Where the string "then" occurs in a line of the entries below, copy that line.

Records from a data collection
▼▼▼
PR #6502, opened 2017-12-20
fixes for fish code completion

kalefranz:
supersedes #5912 to target 4.4.x

Also adds templating of `_CONDA_EXE` and `_CONDA_ROOT` for the installed versions of `conda.fish`.

### DIFF
--- a/conda/shell/etc/fish/conf.d/conda.fish
+++ b/conda/shell/etc/fish/conf.d/conda.fish
@@ -87,11 +87,13 @@ end
 
 # Faster but less tested (?)
 function __fish_conda_commands
-  command echo -e "activate\ndeactivate" ;and ls --color=none (conda info --root)/bin/conda-* | sed -r 's/^.*conda-([a-z]+)/\1/'
+  string replace -r '.*_([a-z]+)\.py$' '$1' $_CONDA_ROOT/lib/python*/site-packages/conda/cli/main_*.py
+  echo activate
+  echo deactivate
 end
 
 function __fish_conda_envs
-  command echo root ;and ls -1 --color=none (conda info --root)/envs/
+  basename -a $_CONDA_ROOT/envs/*/
 end
 
 function __fish_conda_packages
--- a/utils/functions.sh
+++ b/utils/functions.sh
@@ -198,7 +198,9 @@ install_conda_shell_scripts() {
 
     mkdir -p "$prefix/etc/fish/conf.d/"
     rm -f "$prefix/etc/fish/conf.d/conda.fish"
-    cp "$src_dir/conda/shell/etc/fish/conf.d/conda.fish" "$prefix/etc/fish/conf.d/conda.fish"
+    echo "set _CONDA_EXE \"$conda_exe\"" > "$prefix/etc/fish/conf.d/conda.fish"
+    echo "set _CONDA_ROOT \"$prefix\"" >> "$prefix/etc/fish/conf.d/conda.fish"
+    cat "$src_dir/conda/shell/etc/fish/conf.d/conda.fish" >> "$prefix/etc/fish/conf.d/conda.fish"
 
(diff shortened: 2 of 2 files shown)


conda/shell/etc/fish/conf.d/conda.fish
```diff
@@ -87,11 +87,13 @@ end
...
 function __fish_conda_commands
-  command echo -e "activate\ndeactivate" ;and ls --color=none (conda info --root)/bin/conda-* | sed -r 's/^.*conda-([a-z]+)/\1/'
+  string replace -r '.*_([a-z]+)\.py$' '$1' $_CONDA_ROOT/lib/python*/site-packages/conda/cli/main_*.py
+  echo activate
+  echo deactivate
 end
 
 function __fish_conda_envs
-  command echo root ;and ls -1 --color=none (conda info --root)/envs/
+  basename -a $_CONDA_ROOT/envs/*/
```
kalefranz: Better here might be using the output of `conda info --envs`.  Not sure how to do that though.  Maybe something like

    command conda info --envs | awk '{print $1}'

?

conda/shell/etc/fish/conf.d/conda.fish
```diff
@@ -87,11 +87,13 @@ end
 
 # Faster but less tested (?)
 function __fish_conda_commands
-  command echo -e "activate\ndeactivate" ;and ls --color=none (conda info --root)/bin/conda-* | sed -r 's/^.*conda-([a-z]+)/\1/'
+  string replace -r '.*_([a-z]+)\.py$' '$1' $_CONDA_ROOT/lib/python*/site-packages/conda/cli/main_*.py
+  echo activate
+  echo deactivate
```
kalefranz: Maybe should also add here

    string replace -r '.*conda-([a-z]+)$' '$1' $_CONDA_ROOT/bin/conda-*

or something like that.  All of the commands that come with conda-build, for example, have an executable associated with them.  `bin/conda-build` and `bin/conda-skeleton`, for example.

kalefranz:
CC @jaimergp

conda/shell/etc/fish/conf.d/conda.fish
jaimergp: I used `conda info --envs | awk 'NR>2{print $1}' ` at some point but switched to the `envs` listing due to performance issues (but only philosophically maybe, because `conda info --root` is equally slow). Maybe in 4.4 now that's not a problem and that way we can list additional envs not present in the default directory.

conda/shell/etc/fish/conf.d/conda.fish
jaimergp: That's what we were using in the *slow* implementation, the `conda-*` binaries. I guess we have no reason to stop doing that.

conda/shell/etc/fish/conf.d/conda.fish
kalefranz: OK, maybe we should leave it just to this PR for 4.4.0, and then you all can play with this again after you get a feel for things with 4.4.

kalefranz:
@jaimergp Are you ok going with this for 4.4.0, and then iterating on other optimizations in future releases?

kalefranz:
I cancelled the appveyor build for this PR.  Don't think it's necessary.

kalefranz:
The conda-build failure has nothing to do with this PR.

jaimergp:
> @jaimergp Are you ok going with this for 4.4.0, and then iterating on other optimizations in future releases?

@kalefranz, sure! We can iterate later. What do you think, @luc-j-bourhis ?

luc-j-bourhis:
Without this pull request, it does not work on MacOS and with only the commit fixing this, it is still too slow to be usable, so yes, definitively, I reckon to get this out asap, and tweak further later.

kalefranz:
Conda 4.4.0 is in canary right now if you want to play with it. Will probably be released to defaults today or tomorrow, barring anything critical being raised anywhere.

PR #6524, opened 2017-12-22
resolve #6523 don't prune with --update-all

### LINKED ISSUE #6523: 'conda update --all' causes "'python' is not recognized as an internal or external command"
repro steps:
1. fresh install of latest version of miniconda
2. `conda update --all` and yes to all questions
3. restart 'Anaconda Prompt'

and you will see
```
'python' is not recognized as an internal or external command,
operable program or batch file.
```

kalefranz:
resolve #6523

Until we get https://github.com/conda/constructor/issues/138 resolved and also until it has some time to settle in, we're just going to have to be more conservative with what `--update-all` is allowed to do.  If users want prune behavior, there's always the `--prune` flag.


kalefranz:
Appveyor test failures unrelated to this PR.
▲▲▲
> **Response**:
kalefranz: OK, maybe we should leave it just to this PR for 4.4.0, and then you all can play with this again after you get a feel for things with 4.4.
@jaimergp Are you ok going with this for 4.4.0, and then iterating on other optimizations in future releases?
> @jaimergp Are you ok going with this for 4.4.0, and then iterating on other optimizations in future releases?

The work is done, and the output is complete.